The damages could have totalled $400m—enough to wipe out the Archive. (Its assets were about $10m in 2024, down from a high of $16m in 2023; its annual revenues are about $28m). The publishers settled for a much lower sum—one might guess it’s single-digit millions plus their legal costs—but the Archive had to wipe 500,000 ebooks from its library. You want something that put the Archive in peril? The Archive put itself in peril. The news organisations are being pussycats by comparison.
There’s a tendency on the internet, as in real life, to view things or people we like as perfect in every way, which is why the discovery of feet of clay takes some people by surprise. Wikipedia is fantastically useful; but the embedded bureaucracy creates gigantic flaws which prevent accuracy in some topics. The Internet Archive is fantastically useful, but exaggerates the problems it faces or gets over its skis in its confidence about copyright law—and now, it seems, about whether it can get media companies to listen to it about AI scraping.
So, journalists: first, please don’t sign open letters.

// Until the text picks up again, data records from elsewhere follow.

PR #208, opened 2017-10-25
Creating a model on execute and stacked changesets

lukaiser:
I know this works a little bit against #140 but what do you guys think?

I added two things:
A) You can create a changeset without a model. The model then gets created when you execute the changset. A user can for example fill out a form without the need to create a ember data model beforehand and therefore you don't have to clean it up if he uses the back button or anything else.

`dummyModel = new NewEDModel("myModelName", Store.create);`
` let dummyChangeset = new Changeset(dummyModel);`
 `dummyChangeset.execute();`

And second, if someone tells you that you have to sign because something is “in peril” or “endangered”, remember your sacred duty is not to believe them. Instead, your role model is the guy at the top.
• You can buy Social Warming in paperback, hardback or ebook via One World Publications, or order it through your friendly local bookstore. Or listen to me read it on Audible.

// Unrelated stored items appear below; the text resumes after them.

PR #226, opened 2017-11-29
pulled out method which recursively returns all keys of an object

### LINKED ISSUE #225: Since nested keys work, I'm getting an error in the _allKeys method: object.hasOwnProperty is not a function
After revving `ember-changeset` to `1.4.1` and `ember-changeset-validations` to `1.2.9` (from `1.2.0` and `1.2.4` respectively), with no other changes in my code, I'm getting an error with the `hasOwnProperty` call in the [`_allKeys`](https://github.com/poteto/ember-changeset/blob/cae85fd49eef957e8b7908252860b6be56f3a04d/addon/index.js#L474) method of `ember-changeset/addon/index.js` when trying to validate & save my model:
```
_allKeys(object, keys = [], scope = '') {
    for (let key in object) {
        if (!object.hasOwnProperty(key)) {
```

Debugging the error shows `object` to be the following:
```
{
    clearNext: ƒ (id),
    clearTimeout: ƒ (id),
    next: ƒ (fn),
    now: ƒ (),
    setTimeout: ƒ (fn, ms)
}
```

Searching around, the only similarly structured object I can find is in a library called [BackburnerJS](https://github.com/BackburnerJS/backburner.js/blob/master/lib/index.ts#L68), and this ties in with what I'm seeing the value of `scope` set to (`"response.changeset._content.store._backburner._platform."`).

What I've no idea about is how `object` — which returns `'object'` for a call to `typeof(object)` — doesn't have the `hasOwnProperty` method from `Object.prototype`. Having said that, `object.constructor` shows `undefined`, so I guess that the object was created using some sort of dark arts.

I thought this might have been related to [Issue 220](https://github.com/poteto/ember-changeset/issues/220), but possibly not.

Would it cause a lot of problems to change `if (!object.hasOwnProperty(key)) {` to `if (!(key in object)) {`?

I see there are a few other uses of `.hasOwnProperty`, but am not sure as to whether they would need changing as well.

webark:
Now more independent and testable. Switched to using Object.keys.

fixes #225

### DIFF
--- a/addon/index.js
+++ b/addon/index.js
@@ -4,7 +4,7 @@ import objectToArray from 'ember-changeset/utils/computed/object-to-array';
 import isEmptyObject from 'ember-changeset/utils/computed/is-empty-object';
 import isPromise from 'ember-changeset/utils/is-promise';
 import isObject from 'ember-changeset/utils/is-object';
-import recursiveKeys from 'ember-changeset/utils/recursive-keys';
+import leafKeys from 'ember-changeset/utils/leaf-keys';
 import pureAssign from 'ember-changeset/utils/assign';
 import objectWithout from 'ember-changeset/utils/object-without';
 import includes from 'ember-changeset/utils/includes';
@@ -190,7 +190,7 @@ export function changeset(obj, validateFn = defaultValidatorFn, validationMap = 
         let content = get(this, CONTENT);
         let changes = get(this, CHANGES);
 
-        let changedKeys = recursiveKeys(changes);
+        let changedKeys = leafKeys(changes);
         let resetProperties = {};
 
         changedKeys.forEach(function(key) {
@@ -202,7 +202,7 @@ export function changeset(obj, validateFn = defaultValidatorFn, validationMap = 
 
         setProperties(content, changes);
 
-        recursiveKeys(resetProperties).forEach(function(key) {
+        leafKeys(resetProperties).forEach(function(key) {
           if (!changedKeys.includes(key)) {
             deepSet(content, key, get(resetProperties, key));
           }
--- a/addon/index.js
+++ b/addon/index.js
@@ -4,6 +4,7 @@ import objectToArray from 'ember-changeset/utils/computed/object-to-array';
 import isEmptyObject from 'ember-changeset/utils/computed/is-empty-object';
 import isPromise from 'ember-changeset/utils/is-promise';
 import isObject from 'ember-changeset/utils/is-object';
+import recursiveKeys from 'ember-changeset/utils/recursive-keys';
 import pureAssign from 'ember-changeset/utils/assign';
 import objectWithout from 'ember-changeset/utils/object-without';
 import includes from 'ember-changeset/utils/includes';
@@ -189,7 +190,7 @@ export function changeset(obj, validateFn = defaultValidatorFn, validationMap = 
         let content = get(this, CONTENT);
         let changes = get(this, CHANGES);
 
-        let changedKeys = this._allKeys(changes);
+        let changedKeys = recursiveKeys(changes);
         let resetProperties = {};
 
         changedKeys.forEach(function(key) {
@@ -201,7 +202,7 @@ export function changeset(obj, validateFn = defaultValidatorFn, validationMap = 
 
         setProperties(content, changes);
 
-        this._allKeys(resetProperties).forEach(function(key) {
+        recursiveKeys(resetProperties).forEach(function(key) {
           if (!changedKeys.includes(key)) {
             deepSet(content, key, get(resetProperties, key));
           }
@@ -459,29 +460,6 @@ export function changeset(obj, validateFn = defaultValidatorFn, validationMap = 
       set(this, CHANGES, casted);
 
       return this;
-    },
-
-    /**
-     * Executes the changeset and saves the underlying content.
-     *
-     * @private
-     * @param  {Array} [keys=[]] Array of keys to push to
-     * @param  {String} [scope=''] A sring that can be prepended to the key.
-     * @return {Array}
-     */
-    _allKeys(object, keys = [], scope = '') {
-      for (let key in object) {
-        if (!object.hasOwnProperty(key)) {
-          continue;
-        }
-
-        if (isObject(object[key])) {
-          this._allKeys(object[key], keys, scope + key + '.');
-        } else {
-          keys.push(scope + key);
-        }
-      }
-      return keys;
     },
 
     /**
--- a/addon/utils/recursive-keys.js
+++ b/addon/utils/recursive-keys.js
@@ -37,7 +37,7 @@ const recursiveKeys = function(object = {}, scope = '') {
     const value = object[key];
     let newKeys = [scope + key];
 
-    if (!isArray(value) && isObject(value) && Object.keys(value).length) {
+    if (isObject(value) && !isArray(value) && Object.keys(value).length) {
       newKeys = recursiveKeys(value, scope + key + '.');
     }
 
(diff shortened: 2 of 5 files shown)


webark:
@nucleartide and/or @BillyRayPreachersSon Let me know if there are other test cases that you'd like to see.

nucleartide:
Nice! Let's also add a test for `Object.create(null)`, which doesn't have any prototype methods. 🙂

webark:
@nucleartide added in that test, and fixed the ember object test. Also switched it from a forEach to a reduce. Seems a lot simpler now. Because it was basically rewritten, I force pushed over that commit. Let me know if you have any other edgecases you'd like addressed.

addon/index.js
```diff
@@ -4,6 +4,7 @@ import objectToArray from 'ember-changeset/utils/computed/object-to-array';
 import isEmptyObject from 'ember-changeset/utils/computed/is-empty-object';
 import isPromise from 'ember-changeset/utils/is-promise';
 import isObject from 'ember-changeset/utils/is-object';
+import recursiveKeys from 'ember-changeset/utils/recursive-keys';
```
nucleartide: Let's change the name of this util to `leafKeys`, since this util excludes intermediary keys.

addon/index.js
```diff
@@ -201,7 +202,7 @@ export function changeset(obj, validateFn = defaultValidatorFn, validationMap =
 
         setProperties(content, changes);
 
-        this._allKeys(resetProperties).forEach(function(key) {
+        recursiveKeys(resetProperties).forEach(function(key) {
           if (!changedKeys.includes(key)) {
```
nucleartide: I missed this, but let's wrap `changedKeys` with `Ember.A` here to ensure the `.includes` method exists.

nucleartide: (Unsure what the new Ember import would be here.)

addon/utils/recursive-keys.js
```diff
@@ -0,0 +1,48 @@
+import isObject from 'ember-changeset/utils/is-object';
+import { isArray } from '@ember/array';
+
+/**
+ * Recursivly loops over all sub object and
```
nucleartide: Let's add something about how this function only returns child-most (or leaf-most) keys. Example:

```js
/**
 * Given an object, return an array of the leaf-most keys
 * in nested string format.
 */
```

addon/utils/recursive-keys.js
```diff
@@ -0,0 +1,48 @@
...
+ * returns an array of keys in nesteted string format.
+ *
+ * eg. this object
```
nucleartide: Let's remove this example, I'd rather have people look at the tests.

addon/utils/recursive-keys.js
```diff
@@ -0,0 +1,48 @@
...
+ *
+ * [
+ *   'item.innerItem.thing',
+ *   'item.innerItem.other',
+ *   'item.innerItem.nest.thing',
+ *   'item.innerItem.nest.other',
+ * ]
+ *
+ * @param  {Object} [object={}] Object whos keys to iterate over.
+ * @param  {String} [scope=''] A sring that can be prepended to the key.
```
nucleartide: Nitpick: change to `A string that can be prepended to the object's keys.`

addon/utils/recursive-keys.js
```diff
@@ -0,0 +1,48 @@
...
+ * into in array of keys
+ *
+ * [
+ *   'item.innerItem.thing',
+ *   'item.innerItem.other',
+ *   'item.innerItem.nest.thing',
+ *   'item.innerItem.nest.other',
+ * ]
+ *
+ * @param  {Object} [object={}] Object whos keys to iterate over.
```
nucleartide: Nitpick: change to `Object to inspect.`

addon/utils/recursive-keys.js
```diff
@@ -0,0 +1,48 @@
...
+ * @param  {String} [scope=''] A sring that can be prepended to the key.
+ * @return {Array}
+ */
+const recursiveKeys = function(object = {}, scope = '') {
```
nucleartide: Let's make this `scope` param private. So:

```js
export default function leafKeys(object = {}) {
  return helper(object);
}

function helper(object = {}, scope = '') {
  // ...
}
```

tests/unit/utils/recursive-keys-test.js
```diff
@@ -0,0 +1,152 @@
+import recursiveKeys from 'ember-changeset/utils/recursive-keys';
+import { module, test } from 'qunit';
+
+import EmberObject from '@ember/object';
+
+module('Unit | Utility | recursive-keys');
+
+test('it returns an array with keys as nested strings', function(assert) {
```
nucleartide: Since we're repeating the same assertion, let's write these tests in table-driven form. Example:

```js
let testData = [
  {
    desc: 'it returns an array with keys as nested strings',
    input: {
      topValue: -1,
      item: {
        secondValue: 0,
        innerItem: {
        thing: 1,
        other: 2,
        nest: {
          thing: 3,
          other: 4
        }
      }
    },
    expectedResult: [
      'topValue',
      'item.secondValue',
      'item.innerItem.thing',
      'item.innerItem.other',
      'item.innerItem.nest.thing',
      'item.innerItem.nest.other',
    ]
  },

  // ...
];

testData.forEach(({ desc, input, expected }) => {
  test(desc, function(assert) {
    assert.deepEqual(leafKeys(input), expected, desc);
  });
});
```

tests/unit/utils/recursive-keys-test.js
```diff
@@ -0,0 +1,152 @@
...
+test('it treats null and empty objects as null values', function(assert) {
+  const nestedObject = {
+    topValue: -1,
+    item: {
+      secondValue: 0,
+      innerItem: {
+        thing: 1,
+        other: 2,
+        empty: {},
+        nest: Object.create(null),
```
nucleartide: Let's add a test case where `Object.create(null)` isn't at the "leaf" level. So for example:

```js
let o = Object.create(null);
o.foo = 'bar';
o.hello = 'world';
o.someObj = { blah: 'blah' };

nestedObject.item = o;
```

BillyRayPreachersSon:
Thanks both for the quick turnaround, this looks like it should fix my problem. Once this is released, I'll update my app and let you know how it goes.

webark:
@nucleartide I think I covered all of your comments. Let me know if you have any more.

nucleartide:
@webark Looks amazing! Thanks, going to merge this.

sfanetti:
I have a model that has a belongsTo relationship with another DS model.  The DS model - has a cyclical relationship within it because of an included service.  

This caused the stack to blow out with the previously implemented release.  Though I have not yet tested this - I suspect it will also have the same issue.  Any models that happen to internal circular relationships will get blown out with this. 

It would be good to have a schema of properties to set when executing the changeset instead of doing the recursive scan.  This limits the work done in the method and provides better control over what gets copied from the changeset to the saving one.  Do you have any suggestions about a strategy for approaching this within this library?

Maybe at construction - options can be passed in with a structure that outlines the relevant attributes that are mutable within the form so that nesting depth can be controlled?

nucleartide:
@sfanetti Please see my comment at https://github.com/poteto/ember-changeset/issues/239#issuecomment-350291579.

BillyRayPreachersSon:
I've just tested the latest code and I seem to have a slightly different stack issue than @sfanetti (based on @nucleartide's comment in https://github.com/poteto/ember-changeset/issues/239).

I've put the details into https://github.com/poteto/ember-changeset/issues/244.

You could also sign up for The Overspill, a daily list of links with short extracts and brief commentary on things I find interesting in tech, science, medicine, politics and any other topic that takes my fancy.
Knibbs almost certainly didn’t write the headline; that’s the job of subeditors, normally.

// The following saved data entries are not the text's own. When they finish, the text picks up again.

PR #227, opened 2017-12-01
Fix error display for nested keys

### LINKED ISSUE #224: Errors for nested keys don't go away once shown
Trying to extend @poteto's original twiddle but there are still some issues. Need to take another look before publishing a patch release.

nucleartide:
Closes #224.

### DIFF
--- a/addon/index.js
+++ b/addon/index.js
@@ -549,7 +549,15 @@ export function changeset(obj, validateFn = defaultValidatorFn, validationMap = 
 
         let errors = get(this, ERRORS);
         if (errors['__ember_meta__'] && errors['__ember_meta__']['values']) {
-          delete errors['__ember_meta__']['values'][key];
+          let path = key.split('.');
+          if (path.length === 1) {
+            delete errors['__ember_meta__']['values'][key];
+          } else {
+            let branch = path.slice(0, -1).join('.');
+            let [leaf] = path.slice(-1);
+            let obj = get(errors, `__ember_meta__.values.${branch}`);
+            delete obj[leaf];
+          }
           set(this, ERRORS, errors);
         }
 
--- a/addon/index.js
+++ b/addon/index.js
@@ -681,18 +681,28 @@ export function changeset(obj, validateFn = defaultValidatorFn, validationMap = 
      * @param  {String} key
      * @return {Void}
      */
-    _deleteKey(objName, key) {
+    _deleteKey(objName, key = '') {
       let obj = get(this, objName);
 
       if (isNone(obj)) {
         return;
       }
 
-      if (obj.hasOwnProperty(key)) {
+      let keyPath = key.split('.');
+      let isNestedKey = keyPath.length > 1;
+
+      if (isNestedKey) {
+        let path = keyPath.slice(0, -1).join('.');
+        let leaf = keyPath.slice(-1)[0];
+        let branch = get(obj, path);
+        branch && delete branch[leaf];
+        return;
+      } else if (obj.hasOwnProperty(key)) {
         delete obj[key];
-        this.notifyPropertyChange(`${objName}.${key}`);
-        this.notifyPropertyChange(objName);
       }
+
+      this.notifyPropertyChange(`${objName}.${key}`);
+      this.notifyPropertyChange(objName);
     }
   });
 }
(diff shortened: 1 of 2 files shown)


nucleartide:
Not so sure about this Ember 1.13 compat stuff:

https://github.com/poteto/ember-changeset/blob/1ac6cf99f88945983765e6fb4a2f9cbe19938639/addon/index.js#L550-L554

Let's see if CI passes.

webark:
@nucleartide why are you using two inputs with the same id?

nucleartide:
@webark Whoops, that's a mistake.

addon/index.js
```diff
@@ -549,7 +549,15 @@ export function changeset(obj, validateFn = defaultValidatorFn, validationMap =
...
         if (errors['__ember_meta__'] && errors['__ember_meta__']['values']) {
-          delete errors['__ember_meta__']['values'][key];
+          let path = key.split('.');
+          if (path.length === 1) {
+            delete errors['__ember_meta__']['values'][key];
+          } else {
+            let branch = path.slice(0, -1).join('.');
+            let [leaf] = path.slice(-1);
+            let obj = get(errors, `__ember_meta__.values.${branch}`);
+            if (obj) delete obj['__ember_meta__']['values'][leaf];
```
nucleartide: Note to self: this may break for triple nested keys, add another test case.

webark:
all the ember meta stuff makes me very nervous... i think we might be able to dig into the relay for this?

nucleartide:
@webark Hmm, would you care to elaborate? It seems like the Ember meta stuff needs to be done for older Ember versions.

addon/index.js
krishandley: #230 Works for nested keys 👍

tests/integration/components/changeset-test.js
```diff
@@ -172,6 +172,75 @@ test('nested object updates when set without a validator', async function(assert
   assert.equal(find('h1').textContent.trim(), 'foo bar', 'should update observable value');
 });
 
+test('nested key error clears after entering valid input', async function(assert) {
```
nucleartide: @krishandley Oh, one more thing – these two tests are nearly the same, I'd like to refactor this into table-driven form like in https://github.com/poteto/ember-changeset/pull/226#discussion_r153973472.

Lemme know if you have time to work on this, if not I'll take a look later today or tomorrow.

krishandley: Yea that’s fine, I can do that.

krishandley: A loop isn't going to work, because variables in the hbs helper don't work.

We can use Ember.HTMLBars.compile, but... we need to add
`app.import('vendor/ember/ember-template-compiler.js');` for 2.13 + and
`app.import('bower_components/ember/ember-template-compiler.js');` for below to the ember-cli-build.js file.

Both do work when running the tests for a single version, but I'm not sure how to target the ember version being used before importing. So I'm at a dead end trying to get that to work, and try/catch didn't work either.

So the simplest solution is just to have multiple inputs, and error divs in the same test/template. If you don't mind that instead?

nucleartide: Hmm, maybe we could set a selector instead of the template string interpolation? For example:

```js
// this is the changeset
this.set('c', c);

// this is test data, where s === 'person.name.parts.first.validation'
this.set('selector', s);
```

```hbs
<input value={{get c selector}} onchange={{action (mut (get c selector))}}>
```

Not completely sure that'll work – would you mind giving it a shot?

krishandley: Good idea, worked like a charm 😄

krishandley: Spoke too soon, 1.13 needs doesn't have the get helper. And adding the get helper addon broke other tests :(

nucleartide: :( which tests are failing?

krishandley: Well, the summary says 8 tests failed, but looking through the only test names which I can see in the failed output are the ones in the loop... But they all say this. Uncaught Error: Stream error: setValue not implemented.

Feel free to take a look at merging the tests yourself, I'll try again tomorrow with fresh eyes if don't get to it.

nucleartide: Just took a look, yeah let's not go down this timesink. 😛

This is fine for now then, great job @krishandley!

webark:
@nucleartide sorry, was out for the weekend. I'll dig into this and see if there's a way we can meet these test cases without needing to dip so far into the private attributes, and if I find a way I'll post a PR.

Notably, the “Six open letters that changed the world” all have sole authors.






Sigh ... I gave up on this politics, as it was very bad for my life. And the Internet Archive does not need me to defend them. But - they are, overall, as a whole, not wrong. Their very existence is walking the tightrope of the actual full quote by Steward Brand:
"Information wants to be free because it has become so cheap to distribute, copy, and recombine - too cheap to meter. It wants to be expensive because it can be immeasurably valuable to the recipient. That tension will not go away. It leads to endless wrenching debate about price, copyright, 'intellectual property', the moral rightness of casual distribution, because each round of new devices makes the tension worse, not better.
And here we are, exactly, on "the moral rightness of casual distribution" - and the effects of scaling it.
I suspect they view "why don't you block AI scrapers" as a poisoned chalice. It gets into perverse situations where "good netizens" respect the block, but "bad netizens" don't care. And there are a lot of outlaw scrapers around now. Even worse, the "good netizens" are run by some of IA's powerful friends. They'll have a morass of trying to chase blocks, which is just a losing game because they don't have the resources to do it well. When they fail - and they will - it'll mean more attacks on them, where they'll end up being kicked every time someone wants a quick story ("The IA claims it's blocking AI scrapers, BUT IT'S NOT!!!").
I'm not a lawyer, and the following is pure speculation, take it for what it's worth: I wouldn't be surprised if IA had gotten legal advice that they should start out asserting "fair use" very strongly, because the alternative of trying to block will *absolutely counter-intuitively* open them up to accusations of bad faith negotiating.
No easy answers here, and everyone is arguably "doing what they have to do".